Nos relatos da Ressurreição de Jesus, há um pormenor que não deve passar despercebido se estivermos interessados em saber se é razoável acreditar no século XXI. Porque é que aqueles que viram o Ressuscitado cara a cara não o reconheceram à primeira vista?
Os Evangelhos registam este fenómeno em várias ocasiões: Maria Madalena, chorando ao pé do túmulo, confundiu-o com um jardineiro; os dois de Emaús acompanharam-no numa longa caminhada e só o reconheceram à noite, ao partir do pão; mesmo os seus amigos mais íntimos, os seus próprios discípulos, não conseguiram reconhecê-lo quando estavam a pescar e ele apareceu na margem do lago.
Deixando para outro dia a reflexão sobre as capacidades misteriosas do corpo glorioso de Jesus, concentremo-nos no seu significado: a ressurreição do nazareno pode ser um facto histórico verificado por mil e uma fontes, podemos tê-lo diante de nós, podemos até conversar com ele; mas, se não dermos o passo da crença, não o poderemos ver, não o poderemos reconhecer.

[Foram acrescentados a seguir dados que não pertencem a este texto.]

PR #357, opened 2021-09-08
feat: add step concurrency for gitlab apiclient

klesh:
# Summary

To handle some pagination api doesn't return `x-Token` header

### Key Points

### Description
Some gitlab api like commits doesn't provide `x-total` header, causing plugin collect only the first page for gitlab_commits .
This PR handles this situation in step concurrency manner.
1. For each STEP, send out 1...10 request for each page
2. If page 10 has 'x-next-page' header, go for next STEP
3. If page 1..10 has no 'x-next-page' header, break the loop

### DIFF
--- a/plugins/gitlab/tasks/gitlab_api_client.go
+++ b/plugins/gitlab/tasks/gitlab_api_client.go
@@ -2,6 +2,7 @@ package tasks
 
 import (
 	"fmt"
+	"io/ioutil"
 	"net/http"
 	"strconv"
 	"strings"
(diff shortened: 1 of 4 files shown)


plugins/gitlab/tasks/gitlab_api_client.go
```diff
@@ -80,31 +111,67 @@ func (gitlabApiClient *GitlabApiClient) FetchWithPaginationAnts(resourceUri stri
...
-		err1 := scheduler.Submit(func() error {
-			url := fmt.Sprintf(resourceUriFormat, pageSizeInt, currentPage)
-
-			res, err := gitlabApiClient.Get(url, nil, nil)
-
-			if err != nil {
-				return err
+	// not all api return x-total header, use step concurrency
+	if total == -1 {
+		conc := 10
```
likyh, line 116: conc maybe should equal to workerNum?

plugins/gitlab/tasks/gitlab_api_client.go
```diff
@@ -80,31 +111,67 @@ func (gitlabApiClient *GitlabApiClient) FetchWithPaginationAnts(resourceUri stri
...
+				page := step*conc + i
+				err := scheduler.Submit(func() error {
+					url := fmt.Sprintf(resourceUriFormat, pageSizeInt, page)
+					res, err := gitlabApiClient.Get(url, nil, nil)
+					if err != nil {
+						return err
+					}
+					handlerErr := handler(res)
+					if handlerErr != nil {
+						return handlerErr
```
likyh, line 130: when got a error, maybe we need a `c <- false`?

plugins/gitlab/tasks/gitlab_api_client.go
```diff
@@ -36,23 +37,47 @@ func CreateApiClient() *GitlabApiClient {
...
+	}
+	rateLimitResetTime, err := http.ParseTime(res.Header.Get("ratelimit-resettime"))
+	if err != nil {
+		return 0, 0, err
+	}
+	rateLimitInt, err := strconv.Atoi(rateLimit)
+	if err != nil {
+		return 0, 0, err
+	}
+	rateLimitPerSecond := rateLimitInt / int(rateLimitResetTime.Unix()-date.Unix()) * 9 / 10
```
likyh, line 79: why  `* 9 / 10`?

plugins/gitlab/tasks/gitlab_api_client.go
```diff
@@ -36,23 +37,47 @@ func CreateApiClient() *GitlabApiClient {
...
+	if total != "" {
+		totalInt, err = convertStringToInt(total)
+		if err != nil {
+			return 0, 0, err
+		}
 	}
 	logger.Info("JON >>> totalInt", totalInt)
-	return totalInt, nil
+
+	rateLimit := res.Header.Get("ratelimit-limit")
```
likyh: ratelimit-remaining

plugins/gitlab/tasks/gitlab_api_client.go
klesh: Leave some space to avoid hitting the limit

plugins/gitlab/tasks/gitlab_api_client.go
klesh: no, that would hit the limit. rateLimit is a better choice. but it is good enough for now, we can do better after Tomorrow

plugins/gitlab/tasks/gitlab_api_client.go
klesh: no, not really, one page failed should be break the whole process.

likyh (approved):
LGTM

PR #361, opened 2021-09-08
Fix deadlock by only allowing the last page in each batch to send a single message

hezyin:
# Summary

There's a deadlock in collecting Gitlab commits. This is due to that multiple goroutines in `FetchWithPaginationAnts` can send `false` to the channel while the main for loop breaks immediately after receiving the first `false`. The fix is to only allow the last page in each batch to send a single message (whether `true` or `false`) to the main for loop.

### Key Points


kevin-kline (approved):
Looks great, good job @hezyin :D

joncodo:
LGTM

PR #362, opened 2021-09-08
fix: added index to model fields, rm extra fields

kevin-kline:
### Description
We have removed foreign keys, but we need to add an index on those fields.

We also can clean them up by removing the additional GORM syntax (ie. MergeRequest int) for MergeRequestId foreign key.


klesh (approved):
LGTM

PR #370, opened 2021-09-10
docs: add lake-cli usage to user setup

narrowizard:
# Summary
Add lake-cli usage (cron sync job) to user setup

### Key Points


hezyin (approved):
LGTM

PR #377, opened 2021-09-12
refactor: optimize building and configuration

liangjingyang:
# Summary
Optimize building and configuration.

### Key Points

- [ ] Need to rebuild docker image, mericodev/lake-builder and mericodev/lake

### Description
1. Remove zoneinfo.zip and add timezone info file from alpine package.
2. Change default mysql hostname in .env.example from `localhost` to `mysql` for compatibility with docker-compose.
3. Refactor config package to load .env file first, then override with environments.
4. Optimize building output path of core and plugins, and refactor the related configurations and scripts.


.env.example
```diff
@@ -1,13 +1,14 @@
-###################################
-# Lake Database Connection String #
-###################################
+#############
+# Lake core #
+#############
 
-DB_URL=merico:merico@tcp(localhost:3306)/lake?charset=utf8mb4&loc=Asia%2fShanghai&parseTime=True
+# Lake plugin dir, absolute path or relative path
+PLUGIN_DIR=bin/plugins
```
klesh, line 6: plugin may have grafana dashboard or other static resource, so, one `.so` one plugin might not work, maybe we should keep the one folder for one plugin logic

liangjingyang: Changed to compile each plugin into its own output dir, and the plugin loader will walk through `bin/plugins` to find all `.so` file to load.

.github/workflows/test-e2e.yml
```diff
@@ -5,7 +5,7 @@ jobs:
   e2e-mysql:
     strategy:
       matrix:
-        go-version: [1.15.x]
+        go-version: [1.16.x]
```
liangjingyang, line 8: Hi @joncodo can we upgrade go-version to 1.16.x? I want to use [WalkDir](https://pkg.go.dev/path/filepath#WalkDir) function which added in go 1.16. If there is some reason that we must use 1.15.x, I can fall back to use [Walk](https://pkg.go.dev/path/filepath#Walk) instead.

klesh (approved):

.github/workflows/test-e2e.yml
hezyin: Jon's not working today. I think 1.16.x is fine

PR #8832, opened 2026-04-13
Fix/8787 cancel pipeline keeps running

### LINKED ISSUE #8787: [Bug][Pipeline][Gitextractor] Cancel pipeline returns 200 OK but pipeline keeps running
### Search before asking

### What happened

Clicking the cancel button in the UI (which fires `DELETE /api/pipelines/:id`) always returns
"Operation successfully completed" (HTTP 200), but the pipeline continues running. Observable
for 30+ minutes after the cancel request before it stops on its own.

This is a regression of #5585 and a go-git counterpart to #4188 (which only fixed libgit2).
Both were closed but the underlying causes were not fully addressed.

Three independent bugs combine to produce this behaviour:

---

**Bug 1: `CancelPipeline` silently discards errors from `CancelTask`**

`server/services/pipeline.go`:

```go
for _, pendingTask := range pendingTasks {
    _ = CancelTask(pendingTask.ID)  // error thrown away
}
```

`CancelTask` calls `runningTasks.Remove(taskId)`. If the task is not in the in-memory map
(race between pipeline stages, task not yet registered, or pod restart), `Remove` returns
`errors.NotFound`. The error is discarded, `cancel()` is never called, the goroutine keeps
running, and the API still returns 200 OK.

A second consequence: tasks in future pipeline stages (`TASK_CREATED`) are never in
`runningTasks`, so `CancelTask` silently fails for all of them. They remain `TASK_CREATED`
in the database and the pipeline status stays `TASK_RUNNING` until the goroutine naturally
finishes.

---

**Bug 2: `storeRepoSnapshot` in gitextractor ignores context cancellation (go-git path)**

`plugins/gitextractor/parser/repo_gogit.go`:

```go
func (r *GogitRepoCollector) storeRepoSnapshot(subtaskCtx plugin.SubTaskContext, commitList []*object.Commit) error {
    ctx := subtaskCtx.GetContext()
    for _, commit := range commitList {      // ← no ctx.Done() check between commits
        // ...
        for _, p := range patch.Stats() {
            blameResults, err := gogit.Blame(commit, fileName)  // ← no context parameter
```

`gogit.Blame()` has no context parameter, it performs a full in-process blame computation
and cannot be interrupted. For large repositories with thousands of commits, each touching
many files, this loop runs for **30+ minutes** and is completely unresponsive to context
cancellation. This is the primary cause of the long delay observed after pressing cancel.

Issue #4188 fixed the same problem for the libgit2 implementation (`repo_libgit2.go`) but
the go-git implementation was never addressed.

---

**Bug 3: Cancelled tasks are marked `TASK_FAILED` instead of `TASK_CANCELLED`**

`core/runner/run_task.go`: the deferred status update always writes `TASK_FAILED` when
`err != nil`, with no special case for context cancellation:

```go
dbe := db.UpdateColumns(task, []dal.DalSet{
    {ColumnName: "status", Value: models.TASK_FAILED},  // wrong for cancellations
    ...
})
```

The final pipeline status also becomes `TASK_FAILED` or `TASK_PARTIAL` rather than
`TASK_CANCELLED`, making it impossible to distinguish a failed run from a cancelled one in
the UI or dashboards.

- Pressing cancel on a running pipeline stops it promptly (within seconds for HTTP-based plugins)
- The pipeline and all its tasks (running and not-yet-started) are immediately marked `TASK_CANCELLED` in the database
- The API returns a non-200 or a meaningful error if cancellation could not be applied
- A cancelled run is distinguishable from a failed run in the UI

### How to reproduce

**For the 30+ minute hang (Bug 2):**
1. Configure a blueprint with a large git repository (thousands of commits)
2. Trigger the pipeline and wait for `collectCommits` / blame subtask to begin
3. Click cancel
4. Observe: "Operation successfully completed" in the UI, but pipeline status stays `RUNNING` for 30+ minutes

**For the silent cancel failure (Bug 1):**
1. Run a multi-stage pipeline
2. Click cancel immediately after one stage completes and before the next stage's tasks appear in progress
3. Observe: cancel returns 200 OK, next stage starts and runs to completion

### Anything else

Affected files:

| File | Issue |
|---|---|
| `server/services/pipeline.go:464` | `_ = CancelTask(...)` silently discards errors; unstarted tasks never marked cancelled |
| `plugins/gitextractor/parser/repo_gogit.go:526` | No `ctx.Done()` check in commit loop; `gogit.Blame()` has no context |
| `core/runner/run_task.go:91` | Context-cancelled tasks written as `TASK_FAILED` instead of `TASK_CANCELLED` |

Suggested fixes:
- Log or return errors from `CancelTask` instead of discarding them
- In `CancelPipeline` for a running pipeline: immediately set all `TASK_CREATED` tasks and the pipeline itself to `TASK_CANCELLED` in the DB
- In `storeRepoSnapshot`: add a `ctx.Done()` check at the top of the commit loop; investigate whether go-git exposes a context-aware blame API
- In `RunTask`: use `TASK_CANCELLED` when `errors.Is(err, context.Canceled)` is true

Related: #5585, #4188

### Version

b68c102f2

### Code of Conduct

danielemoraschi:
### ⚠️ Pre Checklist

### Summary
Clicking the cancel button in the UI (which fires DELETE /api/pipelines/:id) always returns "Operation successfully completed" (HTTP 200), but the pipeline continues running. Observable for 30+ minutes after the cancel request before it stops on its own.

Three independent bugs were causing this:

1. **`CancelPipeline` silently discarded errors from `CancelTask`** (`pipeline.go`). The cancel-func was never invoked for running tasks, and pending tasks were not batch-updated in the DB. Fixed by classifying tasks into running vs pending, then delegating to `cancelRunningTasks` (triggers context cancellation) and `cancelPendingTasksInDB` (batch DB update with status guard).

2. **`gitextractor` ignored context cancellation in `storeRepoSnapshot`** (`repo_gogit.go`). `gogit.Blame()` has no context parameter, so once a blame started it ran to completion. Added `select { case <-ctx.Done() }` checks at the top of the outer commit loop and inner `patch.Stats()` loop so cancellation is respected between iterations.

3. **Cancelled tasks were recorded as `TASK_FAILED`** (`run_task.go`, `pipeline_runner.go`). The deferred status-update block didn't distinguish cancellation from failure. Now detects cancellation via `errors.Is(err, context.Canceled) || ctx.Err() == context.Canceled`, sets status to `TASK_CANCELLED`, and skips writing `failed_sub_task`. `ComputePipelineStatus` also now returns `TASK_CANCELLED` when the pipeline was cancelled, taking priority over other statuses.

Additional correctness improvements:
- `cancelPendingTasksInDB` includes `TASK_RESUME` in the status filter so tasks awaiting restart recovery are also cancelled
- `cancelRunningTasks` uses `err.GetType() == errors.NotFound` instead of `.As(errors.NotFound)` to avoid walking the entire error chain
- `SkipOnFail` guard in `run_task.go` reuses the `isCancelled` variable instead of recomputing

Closes #8787

### Screenshots
N/A

### Other Information
Additional improvements:
- `cancelPendingTasksInDB` includes `TASK_RESUME` in the status filter so tasks awaiting restart recovery are also cancelled
- `cancelRunningTasks` uses `err.GetType() == errors.NotFound` instead of `.As(errors.NotFound)` to avoid walking the entire error chain
- `SkipOnFail` guard in `run_task.go` reuses the `isCancelled` variable instead of recomputing

Tests:
- Added cancellation tests to `TestComputePipelineStatus` verifies `TASK_CANCELLED` is returned when `isCancelled=true`, regardless of individual task statuses
- Added `TestCancelPipeline` with 3 subtests: cancels all pending tasks, leaves completed tasks unchanged, returns error for non-existent pipeline

### DIFF
--- a/backend/core/runner/run_task.go
+++ b/backend/core/runner/run_task.go
@@ -77,7 +77,12 @@ func RunTask(
 		}
 		finishedAt := time.Now()
 		spentSeconds := finishedAt.Unix() - beganAt.Unix()
+		isCancelled := errors.Is(err, gocontext.Canceled) || ctx.Err() == gocontext.Canceled
 		if err != nil {
+			taskStatus := models.TASK_FAILED
+			if isCancelled {
+				taskStatus = models.TASK_CANCELLED
+			}
 			lakeErr := errors.AsLakeErrorType(err)
 			subTaskName := "unknown"
 			if lakeErr = lakeErr.As(errors.SubtaskErr); lakeErr != nil {
@@ -87,16 +92,19 @@ func RunTask(
 			} else {
 				lakeErr = errors.Convert(err)
 			}
-			dbe := db.UpdateColumns(task, []dal.DalSet{
-				{ColumnName: "status", Value: models.TASK_FAILED},
+			columns := []dal.DalSet{
+				{ColumnName: "status", Value: taskStatus},
 				{ColumnName: "message", Value: lakeErr.Error()},
 				{ColumnName: "error_name", Value: lakeErr.Messages().Format()},
 				{ColumnName: "finished_at", Value: finishedAt},
 				{ColumnName: "spent_seconds", Value: spentSeconds},
-				{ColumnName: "failed_sub_task", Value: subTaskName},
-			})
+			}
+			if taskStatus == models.TASK_FAILED {
+				columns = append(columns, dal.DalSet{ColumnName: "failed_sub_task", Value: subTaskName})
+			}
+			dbe := db.UpdateColumns(task, columns)
 			if dbe != nil {
-				logger.Error(dbe, "failed to finalize task status into db (task failed)")
+				logger.Error(dbe, "failed to finalize task status into db (task %s)", taskStatus)
 			}
 		} else {
 			dbe := db.UpdateColumns(task, []dal.DalSet{
@@ -116,7 +124,7 @@ func RunTask(
 			dal.Where("id=?", task.PipelineId),
 		))
 		// not return err if the `SkipOnFail` is true and the error is not canceled
-		if dbPipeline.SkipOnFail && !errors.Is(err, gocontext.Canceled) {
+		if dbPipeline.SkipOnFail && !isCancelled {
 			err = nil
 		}
 	}()
--- a/backend/plugins/gitextractor/parser/repo_gogit.go
+++ b/backend/plugins/gitextractor/parser/repo_gogit.go
@@ -524,6 +524,11 @@ func (r *GogitRepoCollector) storeRepoSnapshot(subtaskCtx plugin.SubTaskContext,
 	ctx := subtaskCtx.GetContext()
 	snapshot := make(map[string][]string) // {"filePathAndName": ["line1 commit sha", "line2 commit sha"]}
 	for _, commit := range commitList {
+		select {
+		case <-ctx.Done():
+			return ctx.Err()
+		default:
+		}
 		commitTree, firstParentTree, err := r.getCurrentAndParentTree(ctx, commit)
 		if err != nil {
 			return err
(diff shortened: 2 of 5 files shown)


klesh (approved):
LGTM
Thanks for your contribution.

Porque é que o acontecimento mais marcante da história da humanidade - a tomada de consciência de que a morte é apenas um passo para outra forma de vida - não se torna mais evidente? Porque é que Deus preferiu passar despercebido à maioria da população mundial e mostrar-se apenas a alguns?
A solução fácil já lhe tinha sido sugerida pelo tentador, após os 40 dias no deserto. Colocou-o no beiral do templo de Jerusalém e disse-lhe: "Se és o Filho de Deus, atira-te daqui para baixo, porque está escrito: 'Ele deu ordens aos seus anjos para que cuidem de ti'". Se ele o tivesse escutado, o mundo inteiro teria acreditado nele imediatamente e de forma incontestável. Porque é que ele não fez um espetáculo de fé? Porque é que Deus, sendo Deus, não se mostra de forma sensacional, clara e incontestável? Porque é que, se ele ama o homem, não usa o seu poder para fazer com que todos os homens acreditem nele e sejam salvos?
Para tentar compreender Deus, o melhor que podemos fazer é colocarmo-nos no seu lugar e vê-lo da sua perspetiva. Deus é amor, e o amor exige um consentimento livre, não forçado. É por isso que se diz que um casamento em que se descobre que um dos cônjuges foi forçado ou tem interesses ocultos é nulo, não existiu. Não foi verdadeiro porque não houve amor, mas interesse ou medo. Da mesma forma, Deus ama-nos e, como bom amante, quer ser correspondido, mas deve deixar-nos a liberdade necessária para que essa correspondência seja verdadeira. Acreditar por interesse ou por medo não é acreditar, é fingir. A fé, que não é outra coisa senão amar a Deus sobre todas as coisas, deve ser uma resposta livre e pessoal à proposta que Ele nos faz. A omnipotência de Deus é demonstrada na sua capacidade de se fazer pequeno, insignificante, ao ponto de se rebaixar ao nível do ser que ama para ser correspondido... ou não.
É por isso que celebramos a Paixão, Morte e Ressurreição de Jesus Cristo há dois mil anos, e para muitos não passa de uma excelente razão para passar alguns dias de férias no início da primavera ou, quando muito, para desfrutar dos eventos culturais que esta comemoração implica. Este acontecimento não ressoa, porque não houve um encontro com a pessoa viva de Jesus, que passou à nossa frente e não o reconhecemos.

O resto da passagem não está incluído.